Australia’s creative sector has fired a warning shot at the federal government’s new Office of AI, arguing that the people whose work trains generative systems risk being locked out of the very body meant to govern the technology. As the ABC reported, musicians, writers, illustrators and performers are pressing for a formal “seat at the table” inside the office, rather than an occasional invitation to a consultation that has already made up its mind.
The demand lands at a sensitive moment. The Albanese government has spent recent weeks selling the Office of AI as the coordinating brain of national policy, a single point of contact meant to knit together regulation, procurement, safety and industry growth. Much of the public conversation so far has been dominated by data centres, sovereign compute and productivity gains. Artists say that framing quietly assumes the raw material of creativity is free for the taking, and they want that assumption challenged before it hardens into policy.
Why the creative sector is worried
The grievance is not new, but it has sharpened. Generative models that write copy, compose music and produce images are trained on enormous volumes of existing work, much of it made by Australians who were never asked, never credited and never paid. Peak bodies including the Australian Society of Authors, the Media, Entertainment and Arts Alliance and the music rights organisation APRA AMCOS have spent the past two years warning that the country’s copyright framework was never built for a world in which a machine can absorb a lifetime of output in an afternoon.

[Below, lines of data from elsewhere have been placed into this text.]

PR #9167, opened 2026-05-06
fix: ensure StepBlock nodes are correctly added to th…

mikeallisonJS:
…e nodes array and update internal node state on step change

## Summary by CodeRabbit

* **Bug Fixes**
  * Corrected element ordering in the journey flow editor to ensure step blocks display correctly before associated actions.
  * Improved editor responsiveness when actions are added or modified within a step.

* **Tests**
  * Updated test suite to validate node ordering and positioning across various flow editor scenarios.


csiyang (approved):
LGTM — both fixes target real causes: parent-before-child ordering matches xyflow's documented contract, and the useEffect for updateNodeInternals removes the render-phase side effect anti-pattern. Together they explain the click-makes-it-work symptom on QA-458.

PR #9172, opened 2026-05-06
feat: add teamPlausibleStatsBreakdown query for aggregated journey stats

mikeallisonJS:
- Introduced a new GraphQL query `teamPlausibleStatsBreakdown` to fetch aggregated Plausible breakdown stats for journeys within a team.
- Updated schema definitions and generated types accordingly.
- Deprecated `showAssistant` field in the Journey type, directing users to use `CardBlock.showAssistant` instead.


mikeallisonJS:
not needed, going straight to plausible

Their argument to the Office of AI is straightforward. If the office is going to shape how AI is bought, built and regulated in Australia, then the industries most exposed to the technology’s downside deserve a standing voice, not a submission box. Creatives point out that when tech firms, energy providers and infrastructure players sit close to the policy machinery, the questions that get asked tend to be about growth and speed. The questions that get sidelined are about consent, attribution and whether a working illustrator can still earn a living.
That fear is grounded in hard numbers. The creative and cultural sector contributes tens of billions of dollars to the economy each year and employs hundreds of thousands of people, many of them freelancers and sole traders with no in-house legal team to fight a multinational over training data. For those workers, an abstract debate about copyright reform is really a debate about next month’s rent.
The other side of the argument
The government and much of the technology industry see the picture differently. Ministers have repeatedly framed the Office of AI as a way to give Australia a coherent national approach rather than a patchwork of agency-by-agency rules, and they argue that a light regulatory touch is essential if the country is to attract the investment now flowing into data centres and sovereign compute. From that vantage point, tight new copyright restrictions risk making Australia a harder place to build and deploy AI, pushing activity offshore to jurisdictions with looser rules.
Technology advocates also make a fairness case of their own. They contend that training a model on publicly available material is not the same as copying a work and reselling it, and that overly broad protections could capture legitimate research, education and analysis. Some in the sector argue the real answer is licensing markets and technical tools that let creators opt in or out, rather than a blanket ban that would be difficult to police and easy to route around.
Between those positions sits a genuine policy problem. Australia has never settled whether text and data mining for AI training should sit inside a copyright exception, and successive reviews have left the question hanging. The creative sector’s push for representation is, at heart, an attempt to make sure that question is answered in a room where they are present.
What it means for Australia
For Australia, this is more than a niche fight over royalties. The country has positioned itself as a keen adopter of AI, with research showing local users lean heavily on tools like Claude for knowledge work rather than coding, and with government agencies moving quickly to embed the technology in service delivery. That enthusiasm makes the treatment of creators a bellwether. If the Office of AI can find a settlement that protects Australian artists while still encouraging investment, it becomes a template other sectors will study. If it cannot, the copyright question will keep resurfacing, as it already has inside the Labor caucus, where the government’s own members have split over how far to go in shielding rights holders from data-hungry models.
There is also a cultural sovereignty argument that resonates well beyond the arts. Australian stories, voices and music are part of how the country understands itself. If those works are absorbed wholesale into systems owned and operated overseas, the concern is not only that individual artists go unpaid, but that a slice of national identity ends up baked into products Australians have no say over. That worry maps neatly onto the broader sovereign AI debate now playing out around local data centres and home-grown compute.
What happens next
The immediate test is whether the Office of AI formalises any advisory structure and, if it does, who gets a chair. Creative bodies want a permanent representative role, ideally one with visibility over how AI is procured across government and how copyright reform is drafted. The government, for its part, has signalled it wants broad consultation without committing to a fixed seat for any single industry, which sets up a quiet tussle over the shape of the office in its first months.
Watch too for the copyright review process, where the text and data mining question remains unresolved and where any decision will ripple straight into the creative sector’s bottom line. Artists have learned from overseas fights, including lawsuits and licensing deals struck between publishers and AI developers abroad, that the terms set now tend to stick. Their message to Canberra is that the cheapest time to include them is before the rules are written, not after.